# Chumplady: Living with Uncertainty After Infidelity



## Truthseeker1 (Jul 17, 2013)

Living with Uncertainty After Infidelity

October 15, 2015 by Chump Lady

I remember once upon a time when my life was going to Hell, a friend wrote me a cheer up email and ended it with a quote from Bob Dylan — “I embrace the chaos.”

I laughed. When you’re in a free fall, you’re going to go splat on the pavement whether you “embrace” it or not. Really, when life is ****, it feels more like chaos is trying to embrace YOU than the other way around. But I loved the quote. The lunacy and the hubris of it — Hey Chaos! I not only accept you — I EMBRACE you! Bring it on!

There is a real peace that comes from understanding that you can’t control everything. As we say a lot here at Chump Lady — you only get to control you. And let’s face it, most of us aren’t even very good at that.

I’m a big believer in acceptance. Manage what you can, let go of the rest, and the wisdom to know the difference. So, I get rather puzzled when people criticize this site for being “black and white” or intolerant of “uncertainty.”

Sure, I believe there are some moral absolutes, I’ll cop to that. But I’m neither tolerant or intolerant of uncertainty. You may as well say I’m intolerant of gravity. Chaos is a force of nature. To live is to be uncertain — unless you’re Donald Trump or that Long Island psychic.

Chaos has an element of creativity as well (which is probably what Dylan meant). From the mess comes reinvention, recreation. I believe my life is a testament to that.



(read the rest here)


----------



## Pluto2 (Aug 17, 2011)

I love this line:

"The difference is we have a choice — not to live without uncertainty — but to live without a cheater. THAT cheater. The one who cheated on us — not some abstract cheater in our futures."

I am not a spackle-kind-of-gal!


----------



## TeddieG (Sep 9, 2015)

Yeah, I liked that quote a lot too; that's what stood out for me from the whole article. I've lived with uncertainty for 7 years, so I think I've got that down.


----------



## Openminded (Feb 21, 2013)

I wish Chump Lady still posted here. 

As for living with uncertainty, I did that for 30 years after my husband's affair. Now he's my ex-husband and I no longer have any uncertainty. Problem solved.


----------



## Truthseeker1 (Jul 17, 2013)

Openminded said:


> I wish Chump Lady still posted here.
> 
> As for living with uncertainty, I did that for 30 years after my husband's affair. Now he's my ex-husband and I no longer have any uncertainty. Problem solved.
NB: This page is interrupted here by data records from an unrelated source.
PR #3856, opened 2019-07-09
[WFCORE-4394] Enhanced Audit Logging for Elytron - RFC Support and Configuring Reconnects

justinmcook:
https://issues.jboss.org/browse/WFCORE-4394
https://issues.jboss.org/browse/EAP7-699

Analysis Document: https://github.com/wildfly/wildfly-proposals/pull/184
WildFly Documentation PR: https://github.com/wildfly/wildfly/pull/12422
Depends on https://github.com/wildfly-security/wildfly-elytron/pull/1300

### DIFF
--- a/elytron/pom.xml
+++ b/elytron/pom.xml
@@ -35,6 +35,11 @@
             <groupId>org.wildfly.core</groupId>
             <artifactId>wildfly-controller</artifactId>
         </dependency>
+
+        <dependency>
+            <groupId>org.wildfly.core</groupId>
+            <artifactId>wildfly-controller-client</artifactId>
+        </dependency>
         <dependency>
             <groupId>org.wildfly.core</groupId>
             <artifactId>wildfly-server</artifactId>
@@ -87,6 +92,12 @@
             <artifactId>jboss-logging-processor</artifactId>
             <scope>provided</scope>
             <optional>true</optional>
+        </dependency>
+
+        <dependency>
+            <groupId>org.jboss.logmanager</groupId>
+            <artifactId>jboss-logmanager</artifactId>
+            <scope>provided</scope>
         </dependency>
 
         <dependency>
@@ -149,6 +160,12 @@
         <dependency>
             <groupId>org.jmockit</groupId>
             <artifactId>jmockit</artifactId>
+            <scope>test</scope>
+        </dependency>
+
+        <dependency>
+            <groupId>commons-lang</groupId>
+            <artifactId>commons-lang</artifactId>
             <scope>test</scope>
         </dependency>
 
--- a/elytron/src/main/java/org/wildfly/extension/elytron/ElytronSubsystemTransformers.java
+++ b/elytron/src/main/java/org/wildfly/extension/elytron/ElytronSubsystemTransformers.java
@@ -110,6 +110,13 @@ public final class ElytronSubsystemTransformers implements ExtensionTransformerR
         builder.rejectChildResource(PathElement.pathElement(ElytronDescriptionConstants.CUSTOM_EVIDENCE_DECODER));
         builder.rejectChildResource(PathElement.pathElement(ElytronDescriptionConstants.AGGREGATE_EVIDENCE_DECODER));
         builder.rejectChildResource(PathElement.pathElement(ElytronDescriptionConstants.CERTIFICATE_AUTHORITY));
+        builder.addChildResource(PathElement.pathElement(ElytronDescriptionConstants.SYSLOG_AUDIT_LOG))
+                .getAttributeBuilder()
+                .addRejectCheck(RejectAttributeChecker.DEFINED, ElytronDescriptionConstants.SYSLOG_FORMAT)
+                .setDiscard(new DiscardAttributeChecker.DiscardAttributeValueChecker(new ModelNode("RFC5424")), ElytronDescriptionConstants.SYSLOG_FORMAT)
+                .addRejectCheck(RejectAttributeChecker.DEFINED, ElytronDescriptionConstants.RECONNECT_ATTEMPTS)
+                .setDiscard(new DiscardAttributeChecker.DiscardAttributeValueChecker(AuditResourceDefinitions.RECONNECT_ATTEMPTS.getDefaultValue()), ElytronDescriptionConstants.RECONNECT_ATTEMPTS)
+                .end();
         builder.addChildResource(PathElement.pathElement(ElytronDescriptionConstants.CERTIFICATE_AUTHORITY_ACCOUNT))
                 .getAttributeBuilder()
                 .addRejectCheck(new RejectAttributeChecker.DefaultRejectAttributeChecker() {
--- a/elytron/src/main/resources/org/wildfly/extension/elytron/LocalDescriptions.properties
+++ b/elytron/src/main/resources/org/wildfly/extension/elytron/LocalDescriptions.properties
@@ -168,6 +168,8 @@ elytron.syslog-audit-log.transport=The transport to use to connect to the syslog
 elytron.syslog-audit-log.format=The format to use to record the audit event.
 elytron.syslog-audit-log.host-name=The host name to embed withing all events sent to the remote syslog server.
 elytron.syslog-audit-log.ssl-context=The SSLContext to use to connect to the syslog server when SSL_TCP transport is used.
+elytron.syslog-audit-log.syslog-format=The RFC format to be used for describing the audit event.
+elytron.syslog-audit-log.reconnect-attempts=The maximum amount of failed reconnect attempts that should be made for sending messages to a syslog server before the endpoint is closed.
 
 ################################
 # HTTP and SASL Authentication #
--- a/elytron/src/main/resources/schema/wildfly-elytron_8_0.xsd
+++ b/elytron/src/main/resources/schema/wildfly-elytron_8_0.xsd
@@ -753,6 +753,20 @@
                         </xs:documentation>
                     </xs:annotation>
                 </xs:attribute>
+                <xs:attribute name="syslog-format" type="xs:string">
+                    <xs:annotation>
+                        <xs:documentation>
+                            The RFC format to be used for formatting the log entry, default value of RFC5424.
+                        </xs:documentation>
+                    </xs:annotation>
+                </xs:attribute>
+                <xs:attribute name="reconnect-attempts" type="xs:int">
+                    <xs:annotation>
+                        <xs:documentation>
+                            The maximum amount of failed reconnect attempts that should be made for sending messages to a syslog server before the endpoint is closed, default value of 0 (no reconnect attempts).
+                        </xs:documentation>
+                    </xs:annotation>
+                </xs:attribute>
             </xs:extension>
         </xs:complexContent>
     </xs:complexType>
--- a/elytron/src/test/java/org/wildfly/extension/elytron/SubsystemTransformerTestCase.java
+++ b/elytron/src/test/java/org/wildfly/extension/elytron/SubsystemTransformerTestCase.java
@@ -121,6 +121,9 @@ public class SubsystemTransformerTestCase extends AbstractSubsystemBaseTest {
                 .addFailedAttribute(SUBSYSTEM_ADDRESS.append(PathElement.pathElement(ElytronDescriptionConstants.SIZE_ROTATING_FILE_AUDIT_LOG, "audit6")),
                         new FailedOperationTransformationConfig.NewAttributesConfig(AuditResourceDefinitions.AUTOFLUSH)
                 )
+                .addFailedAttribute(SUBSYSTEM_ADDRESS.append(PathElement.pathElement(ElytronDescriptionConstants.SYSLOG_AUDIT_LOG, "audit7")),
+                        new FailedOperationTransformationConfig.NewAttributesConfig(AuditResourceDefinitions.SYSLOG_FORMAT, AuditResourceDefinitions.RECONNECT_ATTEMPTS)
+                )
                 .addFailedAttribute(SUBSYSTEM_ADDRESS.append(PathElement.pathElement(ElytronDescriptionConstants.SERVER_SSL_SNI_CONTEXT)),
                         FailedOperationTransformationConfig.REJECTED_RESOURCE)
                 .addFailedAttribute(SUBSYSTEM_ADDRESS.append(PathElement.pathElement(JDBC_REALM, "JdbcBcryptHashHex")), REJECTED_RESOURCE)
--- a/elytron/src/test/java/org/wildfly/extension/elytron/SyslogAuditLogTestCase.java
+++ b/elytron/src/test/java/org/wildfly/extension/elytron/SyslogAuditLogTestCase.java
@@ -33,6 +33,7 @@ import org.junit.Assert;
 import org.junit.Assume;
 import org.junit.Before;
 import org.junit.BeforeClass;
+import org.junit.Ignore;
 import org.junit.Test;
 
 /**
@@ -165,6 +166,7 @@ public class SyslogAuditLogTestCase extends AbstractSubsystemTest {
      * Tests that the server does not attempt to resend the message
      */
     @Test
+    @Ignore("WFCORE-4631 - need to possibly move this or invoke a SecurityDomain authentication attempt which will invoke a log message")
     public void testZeroReconnectAttemptsBadHost() {
         // Windows Server can have an issue echoing back an error, causing the test to fail by not seeing a failure sending
         Assume.assumeFalse("Test does not run on Windows Server", SystemUtils.OS_NAME.contains("Windows Server"));
@@ -178,6 +180,7 @@ public class SyslogAuditLogTestCase extends AbstractSubsystemTest {
      * Tests that the server reattempts to send the message {@link SyslogAuditLogTestCase#RECONNECT_NUMBER} times
      */
     @Test
+    @Ignore("WFCORE-4631 - need to possibly move this or invoke a SecurityDomain authentication attempt which will invoke a log message")
     public void testNumberedReconnectAttemptsBadHost() {
         // Windows Server can have an issue echoing back an error, causing the test to fail by not seeing a failure sending
         Assume.assumeFalse("Test does not run on Windows Server", SystemUtils.OS_NAME.contains("Windows Server"));
--- a/elytron/src/test/java/org/wildfly/extension/elytron/SyslogAuditLogTestCase.java
+++ b/elytron/src/test/java/org/wildfly/extension/elytron/SyslogAuditLogTestCase.java
@@ -1,0 +1,334 @@
+/*
+Copyright 2017 Red Hat, Inc.
+
+Licensed under the Apache License, Version 2.0 (the "License");
+you may not use this file except in compliance with the License.
+You may obtain a copy of the License at
+
+  http://www.apache.org/licenses/LICENSE-2.0
+
+Unless required by applicable law or agreed to in writing, software
+distributed under the License is distributed on an "AS IS" BASIS,
+WITHOUT WARRANTIES OR CONDITIONS OF ANY KIND, either express or implied.
+See the License for the specific language governing permissions and
+limitations under the License.
+ */
+package org.wildfly.extension.elytron;
+
+import static org.jboss.as.controller.descriptions.ModelDescriptionConstants.CANCELLED;
+import static org.jboss.as.controller.descriptions.ModelDescriptionConstants.FAILED;
+import static org.jboss.as.controller.descriptions.ModelDescriptionConstants.FAILURE_DESCRIPTION;
+import static org.jboss.as.controller.descriptions.ModelDescriptionConstants.OUTCOME;
+import static org.jboss.as.controller.descriptions.ModelDescriptionConstants.SUCCESS;
+import static org.junit.Assert.assertTrue;
+
+import org.apache.commons.lang3.SystemUtils;
+import org.jboss.as.controller.client.helpers.ClientConstants;
+import org.jboss.as.subsystem.test.AbstractSubsystemTest;
+import org.jboss.as.subsystem.test.KernelServices;
+import org.jboss.dmr.ModelNode;
+import org.junit.After;
+import org.junit.AfterClass;
+import org.junit.Assert;
+import org.junit.Assume;
+import org.junit.Before;
+import org.junit.BeforeClass;
+import org.junit.Test;
+
+/**
+ * Tests of syslog audit logging attributes
+ *
+ * @author <a href="mailto:jucook@redhat.com">Justin Cook</a>
+ */
+public class SyslogAuditLogTestCase extends AbstractSubsystemTest {
+
+    private static final int UDP_PORT = 10838;
+    private final int RECONNECT_NUMBER = 10;
+    private final int BAD_RECONNECT_NUMBER = -2;
+    private final int RECONNECT_TIMEOUT = 1;
+    private final String HOST_NAME = "localhost";
+    private final String SERVER_ADDRESS = "127.0.0.1";
+    private final String BAD_SERVER_ADDRESS = "0.0.0.1";
+    private final String UDP_TRANSPORT = "UDP";
+    private final String BASE_SYSLOG_MESSAGE = "Elytron audit logging enabled with RFC format: ";
+    private final String RFC3164_STRING = "RFC3164";
+    private final String RFC3164_SYSLOG_MESSAGE = BASE_SYSLOG_MESSAGE + RFC3164_STRING;
+    private final String RFC5424_STRING = "RFC5424";
+    private final String RFC5424_SYSLOG_MESSAGE = BASE_SYSLOG_MESSAGE + RFC5424_STRING;
+    private final String BAD_RFC_STRING = "RFC1";
+    private String failString = "";
+
+    private KernelServices services = null;
+    private static SimpleSyslogServer udpServer = null;
+    private ModelNode udpOperation = null;
+    private ModelNode badHostUdpOperation = null;
+
+    public SyslogAuditLogTestCase() {
+        super(ElytronExtension.SUBSYSTEM_NAME, new ElytronExtension());
+    }
+
+    /**
+     * Creates the kernel services and sets up the base operations before each test
+     */
+    @Before
+    public void init() throws Exception {
+        services = super.createKernelServicesBuilder(new TestEnvironment()).setSubsystemXmlResource("syslog-audit-logging.xml").build();
+        if (!services.isSuccessfulBoot()) {
+            Assert.fail(services.getBootError().toString());
+        }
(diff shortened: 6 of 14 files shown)


elytron/src/main/resources/org/wildfly/extension/elytron/LocalDescriptions.properties
```diff
@@ -168,6 +168,8 @@ elytron.syslog-audit-log.transport=The transport to use to connect to the syslog
 elytron.syslog-audit-log.format=The format to use to record the audit event.
 elytron.syslog-audit-log.host-name=The host name to embed withing all events sent to the remote syslog server.
 elytron.syslog-audit-log.ssl-context=The SSLContext to use to connect to the syslog server when SSL_TCP transport is used.
+elytron.syslog-audit-log.syslog-format=The RFC format to be used for describing the audit event.
```
fjuma: It might be good to indicate the default value here.

elytron/src/main/resources/org/wildfly/extension/elytron/LocalDescriptions.properties
```diff
@@ -168,6 +168,8 @@ elytron.syslog-audit-log.transport=The transport to use to connect to the syslog
...
+elytron.syslog-audit-log.reconnect-attempts=The maximum number of reconnect attempts that should be made for sending the message with UDP.
```
fjuma: Same here.

elytron/src/main/resources/schema/wildfly-elytron_7_0.xsd
```diff
@@ -748,6 +748,20 @@
                         </xs:documentation>
                     </xs:annotation>
                 </xs:attribute>
+                <xs:attribute name="syslog-format" type="xs:string">
+                    <xs:annotation>
+                        <xs:documentation>
+                            The RFC format to be used for formatting the log entry.
```
fjuma: Could indicate the default value here.

elytron/src/main/resources/schema/wildfly-elytron_7_0.xsd
```diff
@@ -748,6 +748,20 @@
...
+                        </xs:documentation>
+                    </xs:annotation>
+                </xs:attribute>
+                <xs:attribute name="reconnect-attempts" type="xs:int">
+                    <xs:annotation>
+                        <xs:documentation>
+                            The maximum number of reconnect attempts that should be made.
```
fjuma: Same here.

elytron/src/main/resources/schema/wildfly-elytron_7_0.xsd
```diff
@@ -748,6 +748,20 @@
                         </xs:documentation>
                     </xs:annotation>
                 </xs:attribute>
+                <xs:attribute name="syslog-format" type="xs:string">
```
fjuma: Since the schema has been bumped, these changes should be in ```wildfly-elytron_8_0.xsd```.

elytron/src/main/resources/org/wildfly/extension/elytron/LocalDescriptions.properties
justinmcook: Fixed

elytron/src/main/resources/org/wildfly/extension/elytron/LocalDescriptions.properties
justinmcook: Fixed

elytron/src/main/resources/schema/wildfly-elytron_7_0.xsd
justinmcook: Fixed

elytron/src/main/resources/schema/wildfly-elytron_7_0.xsd
justinmcook: Fixed

elytron/src/main/resources/schema/wildfly-elytron_7_0.xsd
justinmcook: Fixed

justinmcook:
Added the transformers in ```org.wildfly.extension.elytron.ElytronSubsystemTransformers``` and ```SubsystemTransformerTestCase```

elytron/src/main/resources/org/wildfly/extension/elytron/LocalDescriptions.properties
```diff
@@ -168,6 +168,8 @@ elytron.syslog-audit-log.transport=The transport to use to connect to the syslog
 elytron.syslog-audit-log.format=The format to use to record the audit event.
 elytron.syslog-audit-log.host-name=The host name to embed withing all events sent to the remote syslog server.
 elytron.syslog-audit-log.ssl-context=The SSLContext to use to connect to the syslog server when SSL_TCP transport is used.
+elytron.syslog-audit-log.syslog-format=The RFC format to be used for describing the audit event, default value of RFC5424.
+elytron.syslog-audit-log.reconnect-attempts=The maximum number of reconnect attempts that should be made for sending the message with UDP, default value of 0 (no reconnect attempts).
```
fjuma: May need to double check this default. The comments in the analysis document mention that the default should be -1 but the description in the analysis document currently mentions 0.

elytron/src/main/resources/schema/wildfly-elytron_8_0.xsd
```diff
@@ -753,6 +753,20 @@
...
+                    <xs:annotation>
+                        <xs:documentation>
+                            The RFC format to be used for formatting the log entry, default value of RFC5424.
+                        </xs:documentation>
+                    </xs:annotation>
+                </xs:attribute>
+                <xs:attribute name="reconnect-attempts" type="xs:int">
+                    <xs:annotation>
+                        <xs:documentation>
+                            The maximum number of reconnect attempts that should be made, default value of 0 (no reconnect attempts).
```
fjuma: Same here.

elytron/src/test/java/org/wildfly/extension/elytron/SubsystemTransformerTestCase.java
```diff
@@ -121,6 +121,12 @@ public void testRejectingTransformersEAP720() throws Exception {
                 .addFailedAttribute(SUBSYSTEM_ADDRESS.append(PathElement.pathElement(ElytronDescriptionConstants.SIZE_ROTATING_FILE_AUDIT_LOG, "audit6")),
                         new FailedOperationTransformationConfig.NewAttributesConfig(AuditResourceDefinitions.AUTOFLUSH)
                 )
+                .addFailedAttribute(SUBSYSTEM_ADDRESS.append(PathElement.pathElement(ElytronDescriptionConstants.SYSLOG_AUDIT_LOG, "audit7")),
+                        new FailedOperationTransformationConfig.NewAttributesConfig(AuditResourceDefinitions.RECONNECT_ATTEMPTS)
+                )
+                .addFailedAttribute(SUBSYSTEM_ADDRESS.append(PathElement.pathElement(ElytronDescriptionConstants.SYSLOG_AUDIT_LOG, "audit8")),
+                        new FailedOperationTransformationConfig.NewAttributesConfig(AuditResourceDefinitions.SYSLOG_FORMAT)
+                )
```
fjuma: XML elements corresponding to "audit7" and "audit8" should also be added in elytron-transformers-4.0-reject.xml

elytron/src/main/java/org/wildfly/extension/elytron/ElytronSubsystemTransformers.java
```diff
@@ -110,6 +110,8 @@ private static void from8(ChainedTransformationDescriptionBuilder chainedBuilder
         builder.rejectChildResource(PathElement.pathElement(ElytronDescriptionConstants.CUSTOM_EVIDENCE_DECODER));
         builder.rejectChildResource(PathElement.pathElement(ElytronDescriptionConstants.AGGREGATE_EVIDENCE_DECODER));
         builder.rejectChildResource(PathElement.pathElement(ElytronDescriptionConstants.CERTIFICATE_AUTHORITY));
+        builder.rejectChildResource(PathElement.pathElement(ElytronDescriptionConstants.RECONNECT_ATTEMPTS));
+        builder.rejectChildResource(PathElement.pathElement(ElytronDescriptionConstants.SYSLOG_FORMAT));
```
fjuma: Since two new attributes (as opposed to resources) were added, you'll want to use:

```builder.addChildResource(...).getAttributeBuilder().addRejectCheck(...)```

More BSs need to read Chumplady - her site is fantastic....


----------



## Truthseeker1 (Jul 17, 2013)

Pluto2 said:


> I love this line:
> 
> "The difference is we have a choice — not to live without uncertainty — but to live without a cheater. THAT cheater. The one who cheated on us — not some abstract cheater in our futures."
> 
> I am not a spackle-kind-of-gal!


She does have a way of phrasing things - doesn't she? She ruffles feathers - which means she is doing something right lol


----------



## Truthseeker1 (Jul 17, 2013)

TeddieG said:


> Yeah, I liked that quote a lot too; that's what stood out for me from the whole article. I've lived with uncertainty for 7 years, so I think I've got that down.


I'm glad the article helped you a bit....


----------



## sidney2718 (Nov 2, 2013)

Truthseeker1 said:


> More BSs need to read Chumplady - her site is fantastic....


Well, I'm not sure that her one cure fixes all marriage problems would go down well here. We are a bit more nuanced and a bit more in touch with the real world.


----------



## Pluto2 (Aug 17, 2011)

sidney2718 said:


> Well, I'm not sure that her one cure fixes all marriage problems would go down well here. We are a bit more nuanced and a bit more in touch with the real world.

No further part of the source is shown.